The column size is now 21 (66% of the initial md5). Taking only a sub-portion of the md5 hash (as e.g. done by 3store) could improve things further. This may all sound a little bit desperate (that's at least what mySQL folks said), but as the ARC Store is probably going to be the only SPARQL engine optimised for basic shared web hosting environments, I assume it's worth the extra effort. Note that overall storage space is not (yet) my main concern, it's the size of the indexes used for join operations.

OR instead of UNION

SPARQL UNIONs can't always be translated to SQL ORs (at least I couldn't figure out how), so using SQL's UNION construct is the better way to be compliant. However, for most practical use cases for UNIONs (alternative predicates), a simple WHERE (p='rdfs:label' OR p='foaf:name' OR ...) is much faster than a union. I don't know how to efficiently automate the detection of when to rewrite to ORs, I'll probably have to make that API-only.

Splitting up the table space

I think TAP and Jena offer ways to separate selected statements from the main triple table, thus accelerating certain joins and queries (and saving storage space). I also read about this strategy in a more recent blog post by Chimezie Ogbuji who describes an approach with a dedicated rdf:type table.

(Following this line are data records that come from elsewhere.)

PR #12655, opened 2023-02-14
Nit: modify the path of `pilot-k8s.yaml`

LittleWat:
`pilot-k8s.yaml` is currently located at https://github.com/istio/istio/blob/master/operator/samples/pilot-k8s.yaml

so let me update the doc.

- [X] Docs
- [ ] Installation
- [ ] Networking
- [ ] Policies and Telemetry
- [ ] Security
- [ ] Test and Release
- [ ] User Experience

### DIFF
--- a/content/en/docs/setup/additional-setup/customize-installation/index.md
+++ b/content/en/docs/setup/additional-setup/customize-installation/index.md
@@ -128,7 +128,7 @@ spec:
 Use `istioctl install` to apply the modified settings to the cluster:
 
 {{< text syntax="bash" repo="operator" >}}
-$ istioctl install -f samples/operator/pilot-k8s.yaml
+$ istioctl install -f operator/samples/pilot-k8s.yaml
 {{< /text >}}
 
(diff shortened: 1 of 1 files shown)


ericvn (changes requested):
This is where I see it in the current rc0 build:
```
 ~/work/go/src/istio.io/istio-1.17.0-rc.0  find . -name pilot-k8s.yaml                                                                            
./samples/operator/pilot-k8s.yaml
```

ericvn:
It may make sense to add a note that if you are running against a source branch as opposed to using an install, to use a different path.

LittleWat:
Oh, thank you for your quick reply!

Ah, sorry, I thought the directory structure of `releases`  is the same as that of GitHub 🤦‍♂️ but this was wrong.

> It may make sense to add a note that if you are running against a source branch as opposed to using an install, to use a different path.

Yes, it may make sense, but  I have to add the note to every docs, and this seems to be not so important so let me close this PR. 🙇

Issue #12672, opened 2023-02-15
Enable istioctl-analyze test


ericvn:
The istioctl analyze test was disables part of the release 1.17 branch cutting.

It seemed to have the wrong version (1.17) in the documentationURL (should be 1.18). I'm not sure if this is an issue upstream or in the test.

Investigate and enable the test again.

PR #12675, opened 2023-02-15
Enable istioctl-analyze

ericvn:

Fixes https://github.com/istio/istio.io/issues/12672

So for some reason, the line number change I did yesterday and thought was merged in the last PR never made it in. That's in the first commit.

The error I saw after that running locally is the documentationURL in the warning expected 1.18, which is correct, but was getting 1.17. This would indicate that something was maybe wrong upstream in the version being used or maybe something in istio.io with how we are creating istioctl.


content/en/docs/ops/diagnostic-tools/istioctl-analyze/index.md
```diff
@@ -47,8 +47,8 @@ Analyze the current live cluster, simulating the effect of applying additional y
 
 {{< text syntax=bash snip_id=analyze_sample_destrule >}}
 $ istioctl analyze @samples/bookinfo/networking/bookinfo-gateway.yaml@ @samples/bookinfo/networking/destination-rule-all.yaml@
-Error [IST0101] (Gateway default/bookinfo-gateway samples/bookinfo/networking/bookinfo-gateway.yaml:7) Referenced selector not found: "istio=ingressgateway"
-Error [IST0101] (VirtualService default/bookinfo samples/bookinfo/networking/bookinfo-gateway.yaml:39) Referenced host not found: "productpage"
+Error [IST0101] (Gateway default/bookinfo-gateway samples/bookinfo/networking/bookinfo-gateway.yaml:9) Referenced selector not found: "istio=ingressgateway"
```
ericvn, line 50: I do know @frankbu mentioned we may be able to make this better by not looking for specific line numbers. I haven't seen a line number failure here before as I suspect the samples are pretty static.

PR #12760, opened 2023-02-22
Add (blank) ambient stub pages

howardjohn:
For https://github.com/istio/istio/issues/42750#issuecomment-1437387508

Add some blank pages so we can iterate on this with less merge conflicts etc

### DIFF
--- a/content/en/docs/ops/ambient/_index.md
+++ b/content/en/docs/ops/ambient/_index.md
@@ -1,0 +1,7 @@
+---
+title: Ambient Mesh [WIP]
+description: Information for setting up and operating Istio ambient mesh.
+weight: 60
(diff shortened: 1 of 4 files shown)


kfaseela:
leaving to @ericvn for merging. Just wondering is "Operations" the right place to add Ambient Mesh? May be it can be a separate section on its own?

howardjohn:
> leaving to @ericvn for merging. Just wondering is "Operations" the right place to add Ambient Mesh? May be it can be a separate section on its own?

FWIW the reason I put it here was it was the only place that really worked without making a whole new section

ericvn (approved):
Agree that there doesn't look to be a better place than this for now. We can always move things around at a later date.

PR #1385, opened 2022-07-15
profiler: respect DD_TRACE_STARTUP_LOGS environment variable

nsrip-dd:
The tracer will disable startup configuration logging if the
`DD_TRACE_STARTUP_LOGS` environment variable is set to "false", "0", or
any other false-y value accepted by strconv.ParseBool. Do the same thing
for the profiler.


felixge (approved):
LGTM. Thanks 🙇

PR #1386, opened 2022-07-15
profiler/internal/cmemprof: make C.malloc safe to profile

nsrip-dd:
This commit adds workarounds to make `C.malloc` safe to profile.
Essentially, we replace `C.malloc` calls with our own idential version
which includes safety checks that `C.malloc` lacked.

Previously, this function was *not* safe to profile because our sample
recording function called back into Go to record the call stack.  By
calling from C back into Go, our recording function could cause the Go
call stack to grow. Go generates a special Go wrapper for malloc by hand
that lacks a safety check for stack growth which is normally included in
C function wrappers. If we cause the stack to grow during `C.malloc`, the
return address for malloc will be written to the previous stack
location, which causes the program to panic.

The way we overcome this limitation works like this:

* For any C function called from Go, the Go compiler generates a wrapper
  which calls the C function.
* This wrapper is called through a function pointer. This function
  pointer will have a named symbol that we can locate in the program's
  symbol table (provided the program hasn't been stripped).
* We generate our own, functionally identical malloc wrapper.
* We find the address of our wrapper in the symbol table. Then we
  find the addresses of the `C.malloc` function pointers, and write
  the address of our wrapper.

The details of this are slightly different between darwin (macOS) and
Linux. In particular, darwin gives us direct access to all of the
program's load commands, which we can access at runtime. On Linux, the
function pointer symbols don't have global scope/external visibility, so
they won't be visible in the dynamic symbol table we would find by
calling `dl_iterate_phdr`. This means we have to read the executable
ourselves and locate the appropriate sections.

We add a global flag that indicates whether we succesfully found the
`C.malloc` function pointers and replaced them with our wrappers. If we
*didn't*, e.g. because the program has been stripped, we fall back to
the existing safety check.

### DIFF
--- a/profiler/internal/cmemprof/find_symbols_darwin.c
+++ b/profiler/internal/cmemprof/find_symbols_darwin.c
@@ -1,0 +1,117 @@
+#include <stdint.h>
+#include <stdio.h>
+#include <strings.h>
+
+#include <mach-o/dyld.h>
+#include <mach-o/loader.h>
+#include <mach-o/nlist.h>
+#include <mach-o/stab.h>
+
+// This finds C.malloc wrapper functions in a Mach-O executable.
+//
+// OVERVIEW:
+//
+// The Mach-O file format is used on macos for executables and dynamic
+// libraries. We call a Mach-O file an object. Mach-O objects contain code and
+// other data needed to run a program. An object starts with a header, followed
+// by "load commands" which specify various kinds of data that a dynamic linker
+// & loader will need to actually run the program or make the functions and data
+// in a library available to other programs and libraries.
+//
+// We're looking for the following load commands:
+//
+//	* The symbol table, which specifies functions and data contained
+//	  in the object.
+//	* The string table, which contains the names of things referenced in
+//	  other parts of the object.
+//	* The *dynamic* symbol table, which points to subsets of the full
+//	  symbol table, including to symbols which are externally defined and
+//	  thus visible to other objects.
+//
+// We want to find these tables, and search them for the C.malloc wrapper
+// functions. We then find their addresses and sizes and record the instruction
+// address ranges so we can check them before profiling malloc.
+
+extern int replaced_with_safety_wrapper;
+
+static void find_mallocs(void);
+__attribute__((constructor)) static void init(void) {
+	uint32_t images = _dyld_image_count();
+	if (images > 0) {
+		find_mallocs();
+	}
+}
+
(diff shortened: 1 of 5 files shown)


felixge:
Just thinking out loud here, but how much of this code needs to be written in C? Couldn't we use the `debug/*` packages in Go's stdlib for some of this?

https://pkg.go.dev/debug/elf@go1.18.4

nsrip-dd:
Fair question! Here are some pros and cons for doing the ELF/Mach-O stuff in C:

Pros:
* I need to call into C at least a little bit to find the actual base addresses where the executable and shared libraries are loaded (through `dl_iterate_phdr` on Linux and through `_dyld_get_image_header` on darwin). We need to do this because just looking at the executable file isn't enough to tell us where to find things.
  * In fairness, it would only be a little bit of glue code to call those functions from Go. For _this_ PR, we have to go read from the executable file anyway and that would be easy in Go. For the other part of the allocation profiler that edits the relocation tables for the shared libraries, we need to make more heavy use of `dl_iterate_phdr` and if we did the same kind of thing on darwin the situation would be similar.
  * This was part of my original motivation for writing this code in C. I actually originally wrote something like this in Go and it didn't work on my M1 laptop because the executable was getting loaded into different addresses each time the program ran, so the addresses of functions I was finding in the symbol table through `debug/macho` were wrong. At that point I figured, why not use the facilities that libc and the OS provide?
* I personally don't think this is substantially more complicated than the Go version would be. There might be fewer lines of code if we wrote it in Go, but this C code is basically just traversing simple data structures in memory.

Cons:
* This code is written by me based mainly on other examples + my own understanding of ELF & Mach-O. The code in the Go standard library is probably more complete.
* This is mostly a Go codebase and introducing more C increases the cognitive load.
* In a mostly safe code base like this, C is kind of like unexploded ordnance. It's been laying in a field since 1942 and nothing bad has happened so far, but today could be the day it blows your leg off...

felixge:
> In a mostly safe code base like this, C is kind of like unexploded ordnance. It's been laying in a field since 1942 and nothing bad has happened so far, but today could be the day it blows your leg off...

Haha 🙈 

Thanks for the analysis. I mostly wanted to make sure the tradeoffs had been considered. Thanks for writing them down. I think I'm okay with either direction and happy to leave it to you.

nsrip-dd:
I'm going to close this for now, we can re-open if/when we want to spend more time on C allocation profiling.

The problem with a generic solution is a) to decide how to split up the triples, and b) how to efficiently run queries over the whole set of split tables (e.g. for <foo> ?p ?o patterns).

re a): A table for rdf:type is a reasonable idea, 25% in the datasets I worked with so far were rdf:type statements, with another 10% used by dc:date and foaf:name, but the numbers of FOAF and DC terms are clearly application-specific. In order to speed up joins, it might also be useful to completely separate object2object relations from those relating resources to literals (e.g. in CONFOTO, the latter consume over 40%).

re b): From the little experience I gained so far, I don't expect UNIONs or JOIN/OR combinations to be sufficiently fast. But mySQL has a MERGE storage engine which is "a collection of identical MyISAM tables that can be used as one". This allows efficient queries on selected tables (e.g. for joins, or rdf:type restrictions) and ok-ish performance when the whole set of tables has to be included in a query.

I'm still experimenting, may well be that I only go for the first optimisation in ARC store v0.1.0, but the other ones are surely worth further considerations.